Am 20. August endet das dritte Hilfsprogramm für Griechenland, ohne dass zu diesem Zeitpunkt bereits an einem weiteren Hilfprogramm gearbeitet würde. Griechenland ist, mit anderen Worten, von nun an bei der Kreditbeschaffung wieder auf die internationalen Kapitalmärkte verwiesen. Die wichtigsten Ratingagenturen beurteilen die Chancen für neue Kraditaufnahmen positiv, was allerdings nur wenig darüber aussagt, wie die Konditionen hierfür im konkreten Fall aussehen würden. Die (realwirtschaftlichen) Basisdaten sind ambivalent: Das reale Inlandsprodukt ist zwar im Jahr 2017 gestiegen und die Prognosen für dieses Jahr gehen von einer Fortsetzung des realen Wirtschaftswachtums aus. Der Haushalt weist einen Primärüberschuss aus, ist aber unter Berücksichtigung der laufenden Bedienung der ausstehenden Kredite und ausstehender Zahlungsverpflichtungen insbesondere bei den Sozialleistrungen weiterhin in einstelliger Milliardenhöhe defizitär. Aufgrund der Austeritätspolitik, die Griechenlands Regierung auf Druck der öffentlichen Geldgeber IMF und EU während der vergangenen acht Jahre durchgezogen hat, ist die wirtschaftliche Lage der Bevölkerung und dabei insbesondere die der Rentner äußerst miserabel; das Durchschnittseinkommen liegt auf dem Ninevau des Jahres 2003. Die nach Eintritt in die Euro-Zone durch eine hemmungslose internationale Kreditaufnahme finanzierte Wohlstandsteigerung – die inländische Güterverwendung lag für acht Jahre um etwa 10 vom Hundert über der inländischen Gütererstellung – wurde damit nahezu vollständig wieder verloren. eine logische Kosequenz jeder kreditfinanzierten Konsumausweitung, wenn die Gläubiger auf einer Rückzahlung ihre Kredite beharren. Die prekäre Finanzlage wird noch verschlimmert, wenn, wie im Falle der drei internationalen Hilfsprogramme, Zins und Tilgung der Kredite nicht aus der laufenden Produktion genommen werden (können), sondern die Aufnahme neuer Kredite (sog. Revolvingkredite) erfordern, die in aller Regel dann die Verschuldung ehre steigern als abbauen. So wird die öffentliche Verschuldung Griechenlds in diesem Jahr wohl 350 Mrd. Euro und damit 190 vom Hundert des Bruttoinlandsprodukts erreichen. Viele Experten, so auch der IMF, gehenm davon aus, dass Griechenland diese Schuldenlast n ie aus eigenem wird abbauen können und fordern deshalb ein Moratorium, einen glatten pauschalen Schuldenschnitt („Haircut“).
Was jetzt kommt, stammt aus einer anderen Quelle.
PR #871, opened 2018-10-24
Re-organize code according to kubectl/oc conventions

metacosm:
What is the purpose of this change? What does it change?
This work aims to fix #785. I'm creating this PR while the work is still ongoing so that interested parties can comment and decisions can be taken while code is still being written.

Was the change discussed in an issue?
#785

How to test changes?
If everything goes well, nothing will change externally for `odo` users so tests should work as expected.

PR #931, opened 2018-11-05
Factor out context (project, app, component) handling from commands into NewContextOptions func

metacosm:
This work starts the process of creating common options which will be needed for #871 

No

How to test changes?
`make && make test`. External behavior shouldn't change.


metacosm:
The changes in this PR are not precise enough. A better approach is needed. Closing for now.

Unter Berücksichtigung der Erfahrungen der durch den EURO-Beitritt ausgelösten ungehemmten Krediteuphorie der ersten Jahre wird man angesichts der derzeitigen desolaten wirtschaftlichen und sozialen Lage der Bevölkerung solchen Vorstellungen mit einer gebotenen Skepsis entgegen treten: Keine demokratisch gewählte Regierung kann ihrer Wählerschaft auf Dauer kreditfinanzierte Wohltaten verweigern, vor allem dann nicht, wenn sie diese über fast ein Jahrzehnt hinweg zu ständig steigenden Opfern gezwungen hat.  Und damit wäre man dann wieder zurück auf Feld 1.